BEGIN

PR #25, opened 2024-08-16
Streaming

CharlesDuboisSAP:
## Context

AI/ai-sdk-java-backlog#59.

Streaming allows the user to get an initial response from the LLM without waiting for the whole response.
This is a proof of concept

### Feature scope:
 
- [ ] PoC

## Definition of Done

- [ ] ~Documentation updated~
- [ ] ~Release notes updated~


foundation-models/openai/src/main/java/com/sap/ai/sdk/foundationmodels/openai/OpenAiClient.java
```diff
@@ -129,6 +144,16 @@ private <T> T execute(
     return executeRequest(request, responseType);
   }
 
+  @Nonnull
+  private <T> OpenAiChatCompletionStream<T> stream(
+      @Nonnull final String path,
+      @Nonnull final Object payload,
+      @Nonnull final Class<T> responseType) {
+    final var request = new HttpPost(path);
```
newtork, line 152: (Comment)

Not sure, whether "stream" should automatically infer "POST" http method.

foundation-models/openai/src/main/java/com/sap/ai/sdk/foundationmodels/openai/OpenAiStreamingHandler.java
```diff
@@ -0,0 +1,82 @@
...
+   * @param response The response to process
+   * @return A {@link OpenAiChatCompletionStream} of a model class instantiated from the response
+   * @author stippi
+   */
+  private OpenAiChatCompletionStream<T> parseResponse(@Nonnull final ClassicHttpResponse response)
+      throws OpenAiClientException {
+
+    InputStream inputStream;
+    try {
+      inputStream = response.getEntity().getContent();
```
newtork, line 51: (Minor)

Needs check for `getEntity()==null`

e2e-test-app/src/main/java/com/sap/ai/sdk/app/controllers/OpenAiController.java
```diff
@@ -38,6 +46,47 @@ public static OpenAiChatCompletionOutput chatCompletion() {
     return OpenAiClient.forModel(GPT_35_TURBO).chatCompletion(request);
   }
 
+  /**
+   * Stream chat request to OpenAI
+   *
+   * @return the emitter that streams the assistant message response
+   */
+  @GetMapping("/stream")
```
newtork, line 54: (Minor)

Not a good endpoint name.

foundation-models/openai/src/main/java/com/sap/ai/sdk/foundationmodels/openai/model/OpenAiChatCompletionOutput.java
```diff
@@ -25,4 +26,26 @@ public class OpenAiChatCompletionOutput extends OpenAiCompletionOutput {
   @JsonProperty("system_fingerprint")
   @Getter(onMethod_ = @Nonnull)
   private String systemFingerprint;
+
+  public void addDelta(OpenAiChatCompletionOutput delta) {
```
newtork, line 30: (Major)

What do you need this method for? It is unused or is it not? Certainly missing JavaDoc and there's still a TODO. I assume this is a left-over(?)

foundation-models/openai/src/main/java/com/sap/ai/sdk/foundationmodels/openai/model/OpenAiChatCompletionStream.java
```diff
@@ -0,0 +1,28 @@
...
+import lombok.RequiredArgsConstructor;
+import lombok.Setter;
+import lombok.experimental.Accessors;
+
+@Getter
+@RequiredArgsConstructor(access = AccessLevel.NONE)
+@NoArgsConstructor
+@Setter
+@Accessors(chain = true)
+public class OpenAiChatCompletionStream<T> implements AutoCloseable {
```
newtork, line 18: (Comment/Major/Discussion)

I think this class is an unnecessary wrapper. If we just exposed `Stream` we wouldn't need to care about `AutoCloseable` ourselves.

foundation-models/openai/src/main/java/com/sap/ai/sdk/foundationmodels/openai/OpenAiClient.java
```diff
@@ -105,6 +107,20 @@ public OpenAiChatCompletionOutput chatCompletion(
...
 
+  /**
+   * Generate a completion for the given prompt.
+   *
+   * @param parameters the prompt, including messages and other parameters.
+   * @return the completion output
+   * @throws OpenAiClientException if the request fails
+   */
+  @Nonnull
+  public OpenAiChatCompletionStream<OpenAiStreamOutput> stream(
```
newtork, line 118: (Comment/Major/Discussion)

This public method name is ambiguous:
* What does "stream" mean? Is it related to OpenAPI "stream" parameter or Java `Stream`?
* What entity is being "streamed"?

These question don't need to be answered here, but I think they should be apparent for the users of the API.

foundation-models/openai/src/main/java/com/sap/ai/sdk/foundationmodels/openai/OpenAiClientException.java
```diff
@@ -5,8 +5,23 @@
 
 /** Generic exception for errors occurring when using OpenAI foundation models. */
 public class OpenAiClientException extends RuntimeException {
+  static final String BASE_ERROR_MESSAGE = "Request to OpenAI model failed";
   @Serial private static final long serialVersionUID = -7345541120979974432L;
 
+  /** Create a new exception with the base message: {@code Request to OpenAI model failed} */
+  public OpenAiClientException() {
```
newtork, line 12: (Major/Discussion)

Please don't allow for lazy shortcuts. Every instance where exceptions are thrown, it should have a distinct error message (and cause) such that troubleshooting remains easy.

foundation-models/openai/src/main/java/com/sap/ai/sdk/foundationmodels/openai/OpenAiClientException.java
```diff
@@ -5,8 +5,23 @@
...
+    super(BASE_ERROR_MESSAGE);
+  }
+
+  /**
+   * Create a new exception with the base message: {@code Request to OpenAI model failed}
+   *
+   * @param e the cause
+   */
+  public OpenAiClientException(@Nonnull final Exception e) {
+    super(BASE_ERROR_MESSAGE, e);
```
newtork, line 22: (Comment)

Same issue as above, but a second thing: Please always prefer constructor chaining (`this(..., ...)`) over calling `super(..., ...)` directly.

foundation-models/openai/src/main/java/com/sap/ai/sdk/foundationmodels/openai/OpenAiClient.java
CharlesDuboisSAP: The regular `execute` method above also automatically infers HttpPost

foundation-models/openai/src/main/java/com/sap/ai/sdk/foundationmodels/openai/OpenAiResponseHandler.java
```diff
@@ -85,19 +94,28 @@ private void buildExceptionAndThrow(@Nonnull final ClassicHttpResponse response)
...
     if (error == null) {
-      throw exception;
+      throw baseException;
     }
-    final var message =
-        "Request to OpenAI model failed with %s %s and error message: '%s'"
-            .formatted(response.getCode(), response.getReasonPhrase(), error.getMessage());
-    throw new OpenAiClientException(message);
+    throw new OpenAiClientException(
+        baseException.getMessage() + "and error message: '%s'".formatted(error.getMessage()));
```
newtork, line 119: (Comment/Question)

This exception message recycling doesn't look like good practice to me, have we done that before? Or is this explained somewhere else as good practice?

foundation-models/openai/src/main/java/com/sap/ai/sdk/foundationmodels/openai/OpenAiClient.java
CharlesDuboisSAP: Changed to `streamChatCompletion()`

foundation-models/openai/src/main/java/com/sap/ai/sdk/foundationmodels/openai/OpenAiResponseHandler.java
CharlesDuboisSAP: Both answers: no and no.
But this is how it worked before: creating 2 exceptions and reusing the message of the first to create the second.

e2e-test-app/src/main/java/com/sap/ai/sdk/app/controllers/OpenAiController.java
```diff
@@ -38,6 +46,50 @@ public static OpenAiChatCompletionOutput chatCompletion() {
...
+                            log.error(Arrays.toString(e.getStackTrace()));
+                            emitter.completeWithError(e);
+                          }
+                        });
+              } finally {
+                emitter.complete();
+              }
+            });
+    // MediaType.TEXT_EVENT_STREAM allows the browser to display the content as it is streamed
+    return ResponseEntity.ok().contentType(MediaType.TEXT_EVENT_STREAM).body(emitter);
```
MatKuhr, line 90: this is a problem, because it always returns 200, even when `streamChatCompletion(request)` fails immediately, e.g. with a 400 bad request.

Instead, `ResponseEntity.ok()` should only be invoked, once `streamChatCompletion` got a 200 (and potentially started to get some content). Not sure how to implement this exactly, maybe we can just move the `streamChatCompletion` call out of the thread, and only pass the stream to the thread? But maybe that is awkward with the try-with-resource/finally setup?

CharlesDuboisSAP: 400 is throwing `OpenAiStreamingHandler:39`, which will be treated by our `ControllerExceptionHandler`

MatKuhr: > which will be treated by our ControllerExceptionHandler

I am afraid it won't, because it's caught by the try inside the thread and has no impact on the `ok()` response.

CharlesDuboisSAP: The try doesn't catch anything, it's a try-with-resources to close the stream.

MatKuhr: true, the try doesn't catch it, it only closes the stream. But because it's inside the thread the exception will not be thrown in the main thread, so yes moving it should fix it

foundation-models/openai/src/main/java/com/sap/ai/sdk/foundationmodels/openai/OpenAiClient.java
```diff
@@ -105,6 +108,41 @@ public OpenAiChatCompletionOutput chatCompletion(
...
+  public Stream<String> simpleStreamChatCompletion(
+      @Nonnull final OpenAiChatCompletionParameters parameters) throws OpenAiClientException {
+    return streamChatCompletion(parameters)
+        .peek(
+            delta -> {
+              final String finishReason = delta.getFinishReason();
+              if (finishReason != null && finishReason.equals("content_filter")) {
+                throw new OpenAiClientException("Content filter filtered the output.");
+              }
+            })
```
MatKuhr, line 142: (minor) maybe extracting this into a small method is a bit more readable? E.g.:
```suggestion
        .peek(this::throwOnContentFilter)
```

README.md
```diff
@@ -197,13 +197,93 @@ final String resultMessage = result.getChoices().get(0).getMessage().getContent(
...
-### Chat completion with a model not in defined `OpenAiModel`
+### Chat completion with a model not defined in `OpenAiModel`
 
 ```java
 final OpenAiChatCompletionOutput result =
     OpenAiClient.forModel(new OpenAiModel("model")).chatCompletion(request);
 ```
 
+### Stream chat completion
+
```
MatKuhr, line 208: (minor) I think it would be helpful to describe in 2 sentences what we are documenting here: passing the stream to a frontend.

Maybe it would even be worthwhile to first showcase using the stream on it's own, e.g. simply printing to stdout, and only in a second step show how one can return it to a frontend non-blocking. Probably easier to understand that way 😉

foundation-models/openai/src/main/java/com/sap/ai/sdk/foundationmodels/openai/OpenAiClient.java
```diff
@@ -105,6 +108,41 @@ public OpenAiChatCompletionOutput chatCompletion(
     return execute("/chat/completions", parameters, OpenAiChatCompletionOutput.class);
   }
 
+  /**
+   * Generate a completion for the given prompt.
+   *
+   * @param parameters the prompt, including messages and other parameters.
+   * @return A stream of chat completions deltas
```
MatKuhr, line 115:
```suggestion
   * @return A stream of chat completion delta elements.
```

foundation-models/openai/src/main/java/com/sap/ai/sdk/foundationmodels/openai/OpenAiClient.java
```diff
@@ -105,6 +108,41 @@ public OpenAiChatCompletionOutput chatCompletion(
...
+   */
+  @Nonnull
+  public Stream<String> simpleStreamChatCompletion(
+      @Nonnull final OpenAiChatCompletionParameters parameters) throws OpenAiClientException {
+    return streamChatCompletion(parameters)
+        .peek(
+            delta -> {
+              final String finishReason = delta.getFinishReason();
+              if (finishReason != null && finishReason.equals("content_filter")) {
+                throw new OpenAiClientException("Content filter filtered the output.");
```
MatKuhr, line 140: (minor) Here it would be nice to know more details, e.g. the threshold that was breached. But that would also apply to non-streaming, so maybe let's do it in a separate ticket/PR 😄

foundation-models/openai/src/main/java/com/sap/ai/sdk/foundationmodels/openai/OpenAiStreamingHandler.java
```diff
@@ -0,0 +1,98 @@
...
+
+  /**
+   * Processes a {@link ClassicHttpResponse} and returns some value corresponding to that response.
+   *
+   * @param response The response to process
+   * @return A {@link Stream} of a model class instantiated from the response
+   * @throws OpenAiClientException in case of a problem or the connection was aborted
+   */
+  @Nonnull
+  public Stream<D> handleResponse(@Nonnull final ClassicHttpResponse response)
```
MatKuhr, line 34:
```suggestion
  Stream<D> handleResponse(@Nonnull final ClassicHttpResponse response)
```

foundation-models/openai/src/main/java/com/sap/ai/sdk/foundationmodels/openai/OpenAiStreamingHandler.java
```diff
@@ -0,0 +1,98 @@
...
+
+  @Nonnull private final Class<D> deltaType;
+
+  /**
+   * Processes a {@link ClassicHttpResponse} and returns some value corresponding to that response.
+   *
+   * @param response The response to process
+   * @return A {@link Stream} of a model class instantiated from the response
+   * @throws OpenAiClientException in case of a problem or the connection was aborted
+   */
```
MatKuhr, line 32:
```suggestion
```

Doesn't look like actually useful javadoc

foundation-models/openai/src/main/java/com/sap/ai/sdk/foundationmodels/openai/OpenAiStreamingHandler.java
```diff
@@ -0,0 +1,98 @@
...
+      buildExceptionAndThrow(response);
+    }
+    return parseResponse(response);
+  }
+
+  /**
+   * @param response The response to process
+   * @return A {@link Stream} of a model class instantiated from the response
+   * @author stippi
+   */
```
MatKuhr, line 46:
```suggestion
```

foundation-models/openai/src/main/java/com/sap/ai/sdk/foundationmodels/openai/OpenAiStreamingHandler.java
```diff
@@ -0,0 +1,98 @@
...
+            responseLine -> {
+              if (!responseLine.startsWith("data: ")) {
+                parseErrorAndThrow(
+                    responseLine,
+                    new OpenAiClientException("Failed to parse response from OpenAI model"));
+              }
+            })
+        .map(
+            responseLine -> {
+              final String data = responseLine.substring(5).replace("delta", "message");
```
MatKuhr, line 79: what does the `replace` do?

foundation-models/openai/src/main/java/com/sap/ai/sdk/foundationmodels/openai/OpenAiStreamingHandler.java
```diff
@@ -0,0 +1,98 @@
...
+              }
+            })
+        .onClose(
+            () -> {
+              try {
+                inputStream.close();
+              } catch (IOException e) {
+                log.error("Could not close HTTP input stream", e);
+              }
+            });
```
MatKuhr, line 96: I'd be curious if this code is actually needed, or if the stream is also closed without it.

foundation-models/openai/src/main/java/com/sap/ai/sdk/foundationmodels/openai/OpenAiClient.java
```diff
@@ -105,6 +108,41 @@ public OpenAiChatCompletionOutput chatCompletion(
...
+   */
+  @Nonnull
+  public Stream<OpenAiChatCompletionDelta> streamChatCompletion(
+      @Nonnull final OpenAiChatCompletionParameters parameters) throws OpenAiClientException {
+    parameters.setStream(true);
+    return streamChatCompletion("/chat/completions", parameters, OpenAiChatCompletionDelta.class);
+  }
+
+  /**
+   * Generate a completion for the given prompt.
```
MatKuhr, line 126: (minor) The javadoc should explain a bit how this is different form `streamChatCompletion`. Also, this simpler variant currently this is not mentioned in the docs.

foundation-models/openai/src/main/java/com/sap/ai/sdk/foundationmodels/openai/OpenAiClient.java
```diff
@@ -105,6 +108,41 @@ public OpenAiChatCompletionOutput chatCompletion(
...
+   *
+   * @param parameters the prompt, including messages and other parameters.
+   * @return A stream of message deltas
+   * @throws OpenAiClientException if the request fails or if the finish reason is content_filter
+   */
+  @Nonnull
+  public Stream<String> simpleStreamChatCompletion(
```
MatKuhr, line 133: How about calling this:

```suggestion
  public Stream<String> streamChatCompletion(
```

and the other one `streamChatCompletionDeltas`?

foundation-models/openai/src/test/java/com/sap/ai/sdk/foundationmodels/openai/OpenAiClientTest.java
```diff
@@ -3,26 +3,47 @@
...
 import org.assertj.core.api.SoftAssertions;
 import org.junit.jupiter.api.BeforeEach;
 import org.junit.jupiter.api.Test;
+import org.junit.jupiter.api.TestInstance;
+import org.junit.jupiter.api.TestInstance.Lifecycle;
+import org.junit.jupiter.params.ParameterizedTest;
+import org.junit.jupiter.params.provider.MethodSource;
+import org.mockito.Mockito;
 
+@TestInstance(Lifecycle.PER_CLASS)
```
MatKuhr, line 46: what is the motivation for this change?

foundation-models/openai/src/test/java/com/sap/ai/sdk/foundationmodels/openai/OpenAiClientTest.java
```diff
@@ -128,122 +159,309 @@ void testErrorHandling() {
...
-
-    assertThat(result.getChoices()).hasSize(1);
-    OpenAiChatCompletionChoice choice = result.getChoices().get(0);
-    assertThat(choice.getFinishReason()).isEqualTo("stop");
-    assertThat(choice.getIndex()).isEqualTo(0);
-    assertThat(choice.getMessage().getContent())
-        .isEqualTo(
-            """
+  void chatCompletion() throws IOException {
+    try (var inputStream =
```
MatKuhr, line 163: why change this? with the additional indentation from the try it looks a bit less pretty than before arguably

foundation-models/openai/src/test/java/com/sap/ai/sdk/foundationmodels/openai/OpenAiClientTest.java
```diff
@@ -128,122 +159,309 @@ void testErrorHandling() {
...
+                  List.of(
+                      new OpenAiChatUserMessage()
+                          .addText(
+                              "Can you give me the first 100 numbers of the Fibonacci sequence?")));
+
+      try (Stream<OpenAiChatCompletionDelta> stream = client.streamChatCompletion(request)) {
+        assertThatThrownBy(() -> stream.forEach(System.out::println))
+            .isInstanceOf(OpenAiClientException.class)
+            .hasMessage(
+                "Failed to parse response from OpenAI model and error message: 'exceeded token rate limit'");
```
MatKuhr, line 324: do you know if this can actually happen mid-stream?

foundation-models/openai/src/main/java/com/sap/ai/sdk/foundationmodels/openai/OpenAiStreamingHandler.java
CharlesDuboisSAP: This is actually needed, I tested without it and the test fails
_Note: the stream is only closed by using try-with-resources. consuming the stream fully (terminal operation) does not close it._

foundation-models/openai/src/main/java/com/sap/ai/sdk/foundationmodels/openai/OpenAiStreamingHandler.java
CharlesDuboisSAP: I am legally required to mention Stephan as the author 🫡

foundation-models/openai/src/test/java/com/sap/ai/sdk/foundationmodels/openai/OpenAiClientTest.java
```diff
@@ -128,122 +159,309 @@ void testErrorHandling() {
...
+                  List.of(
+                      new OpenAiChatUserMessage()
+                          .addText(
+                              "Can you give me the first 100 numbers of the Fibonacci sequence?")));
+
+      try (Stream<OpenAiChatCompletionDelta> stream = client.streamChatCompletion(request)) {
+
+        OpenAiChatCompletionOutput totalOutput = new OpenAiChatCompletionOutput();
+        final List<OpenAiChatCompletionDelta> deltaList =
+            stream.peek(totalOutput::addDelta).toList();
```
MatKuhr, line 362: To assert the stream isn't consumed prematurely I'd try something like:

```suggestion
final List<OpenAiChatCompletionDelta> deltaList =
            stream.peek(totalOutput::addDelta)
                    .peek(any -> {
                      try {
                        assertThat(inputStream.available() > 0);
                      } catch (IOException e) {
                        throw new RuntimeException(e);
                      }
                    })
                    .toList();

        assertThat(inputStream.available()).isZero();
```

The IO exception is annoying, maybe moving the assertion to a small helper method so that it looks better.

e2e-test-app/src/test/java/com/sap/ai/sdk/app/controllers/OpenAiTest.java
```diff
@@ -23,12 +32,44 @@ void chatCompletionImage() {
     assertThat(message.getContent()).isNotEmpty();
   }
 
+  @Test
+  void streamChatCompletion() {
+    final var request =
+        new OpenAiChatCompletionParameters()
+            .setMessages(List.of(new OpenAiChatUserMessage().addText("Who is the prettiest?")));
```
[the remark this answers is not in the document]
CharlesDuboisSAP: This is not in the azure spec

foundation-models/openai/src/main/java/com/sap/ai/sdk/foundationmodels/openai/OpenAiStreamingHandler.java
CharlesDuboisSAP: Removed

foundation-models/openai/src/test/java/com/sap/ai/sdk/foundationmodels/openai/OpenAiClientTest.java
CharlesDuboisSAP: It removes a warning from my IDE. I read all warnings before committing.

foundation-models/openai/src/test/java/com/sap/ai/sdk/foundationmodels/openai/OpenAiClientTest.java
CharlesDuboisSAP: I experienced it once, I wrote it down [here](https://github.com/SAP/ai-sdk-java/pull/25/commits/69ae7eb220f19dd973330d3b6ce0e47c569fd3b7#diff-8f8ce52bc428755b7c06bb07061be2021bf64675307b39101ba85b3549f35019R44-R50)

foundation-models/openai/src/test/java/com/sap/ai/sdk/foundationmodels/openai/OpenAiClientTest.java
CharlesDuboisSAP: nvm I removed it by making the client static

foundation-models/openai/src/test/java/com/sap/ai/sdk/foundationmodels/openai/OpenAiClientTest.java
MatKuhr: maybe you can disable the warning for tests? Because here on error the test fails anyway, so closing the stream isn't really necessary..

foundation-models/openai/src/main/java/com/sap/ai/sdk/foundationmodels/openai/OpenAiStreamingHandler.java
MatKuhr: > consuming the stream fully (terminal operation) does not close it.

Hmm, but if that is the case, how does adding an implementation for `.onClose` change anything?

foundation-models/openai/src/main/java/com/sap/ai/sdk/foundationmodels/openai/OpenAiStreamingHandler.java
MatKuhr: Why? None of the other authors of this codebase are mentioned.. Not that I have anything against it, it just looks a bit odd IMO 😉

foundation-models/openai/src/test/java/com/sap/ai/sdk/foundationmodels/openai/OpenAiClientTest.java
MatKuhr: Thanks, I'll attach this to a related BLI I am creating.

e2e-test-app/src/test/java/com/sap/ai/sdk/app/controllers/OpenAiTest.java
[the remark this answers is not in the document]
MatKuhr: But as far as I can tell from my testing: it works anyway 😉

foundation-models/openai/src/main/java/com/sap/ai/sdk/foundationmodels/openai/OpenAiStreamingHandler.java
CharlesDuboisSAP: Stephan Assmus:
> If possible, please attribute the code to me somehow. :smile:

foundation-models/openai/src/main/java/com/sap/ai/sdk/foundationmodels/openai/OpenAiStreamingHandler.java
CharlesDuboisSAP: Because try-with-resources closes the stream

foundation-models/openai/src/main/java/com/sap/ai/sdk/foundationmodels/openai/OpenAiClient.java
CharlesDuboisSAP: Mentioned in the docs

foundation-models/openai/src/main/java/com/sap/ai/sdk/foundationmodels/openai/OpenAiStreamingHandler.java
MatKuhr: ah okay, and the input stream is not closed without this? I would have thought that maybe whatever implementation of stream is the default used under the hood here would "pass on" the close to any underlying streams the final stream is built upon

But if we have to manually close it, why not close the buffered reader instead? [It will close the input stream internally](https://stackoverflow.com/questions/1388602/do-i-need-to-close-both-filereader-and-bufferedreader).

e2e-test-app/src/main/java/com/sap/ai/sdk/app/controllers/OpenAiController.java
```diff
@@ -38,6 +48,101 @@ public static OpenAiChatCompletionOutput chatCompletion() {
...
+                List.of(
+                    new OpenAiChatUserMessage()
+                        .addText(
+                            "Can you give me the first 100 numbers of the Fibonacci sequence?")));
+
+    final var stream = OpenAiClient.forModel(GPT_35_TURBO).streamChatCompletionDeltas(request);
+
+    final var emitter = new ResponseBodyEmitter();
+
+    final Runnable consumeStream =
```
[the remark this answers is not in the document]
CharlesDuboisSAP: @MatKuhr

e2e-test-app/src/main/java/com/sap/ai/sdk/app/controllers/OpenAiController.java
```diff
@@ -38,6 +48,101 @@ public static OpenAiChatCompletionOutput chatCompletion() {
...
+        () -> {
+          final var totalOutput = new OpenAiChatCompletionOutput();
+          // try-with-resources ensures the stream is closed
+          try (stream) {
+            stream
+                .peek(totalOutput::addDelta)
+                .forEach(delta -> send(emitter, delta.getDeltaContent()));
+          } finally {
+            send(emitter, "\n\n-----Total Output-----\n\n" + objectToJson(totalOutput));
```
newtork, line 81: (Comment/Minor)

It could be worthwhile to not just dump the object-to-string. But instead to extract the relevant information and write it piece-by-piece. That would also demonstrate the actual benefit of the feature. Right now the interested reader would wunder.. _"what does total output even mean?"_

foundation-models/openai/src/main/java/com/sap/ai/sdk/foundationmodels/openai/OpenAiResponseHandler.java
```diff
@@ -85,19 +94,29 @@ private void buildExceptionAndThrow(@Nonnull final ClassicHttpResponse response)
...
     if (error == null) {
-      throw exception;
+      throw baseException;
     }
-    final var message =
-        "Request to OpenAI model failed with %s %s and error message: '%s'"
-            .formatted(response.getCode(), response.getReasonPhrase(), error.getMessage());
-    throw new OpenAiClientException(message);
+    throw new OpenAiClientException(
+        baseException.getMessage() + " and error message: '%s'".formatted(error.getMessage()));
```
newtork, line 120: (Minor)

Mixed string concatenation + format string.

foundation-models/openai/src/main/java/com/sap/ai/sdk/foundationmodels/openai/OpenAiClientException.java
CharlesDuboisSAP: I removed it

e2e-test-app/src/main/java/com/sap/ai/sdk/app/controllers/OpenAiController.java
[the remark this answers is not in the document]
MatKuhr: better readability, if we inline this it's arguably a bit harder to read where the lambda ends and which code exactly is run async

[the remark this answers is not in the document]
newtork: To me the Runnable reference indicated a later use of the reference. But no strong opinion, we can leave it as is.

foundation-models/openai/src/test/java/com/sap/ai/sdk/foundationmodels/openai/OpenAiClientTest.java
```diff
@@ -128,122 +165,309 @@ void testErrorHandling() {
...
-    assertThat(choice.getFinishReason()).isEqualTo("stop");
-    assertThat(choice.getIndex()).isEqualTo(0);
-    assertThat(choice.getMessage().getContent())
-        .isEqualTo(
-            """
+  void chatCompletion() throws IOException {
+    try (var inputStream =
+        getClass().getClassLoader().getResourceAsStream("chatCompletionResponse.json")) {
+
+      assert inputStream != null;
```
newtork, line 172: (Major/Question)

AFAIK usage of "assert" is not accepted.

newtork (approved):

END

## Work required:
Beginning with the first line of the entries, repeat each line exactly until you have reproduced the one containing "newtork, line 152: (Comment)", and add nothing further.

## Reply:
PR #25, opened 2024-08-16
Streaming

CharlesDuboisSAP:
## Context

AI/ai-sdk-java-backlog#59.

Streaming allows the user to get an initial response from the LLM without waiting for the whole response.
This is a proof of concept

### Feature scope:
 
- [ ] PoC

## Definition of Done

- [ ] ~Documentation updated~
- [ ] ~Release notes updated~


foundation-models/openai/src/main/java/com/sap/ai/sdk/foundationmodels/openai/OpenAiClient.java
```diff
@@ -129,6 +144,16 @@ private <T> T execute(
     return executeRequest(request, responseType);
   }
 
+  @Nonnull
+  private <T> OpenAiChatCompletionStream<T> stream(
+      @Nonnull final String path,
+      @Nonnull final Object payload,
+      @Nonnull final Class<T> responseType) {
+    final var request = new HttpPost(path);
```
newtork, line 152: (Comment)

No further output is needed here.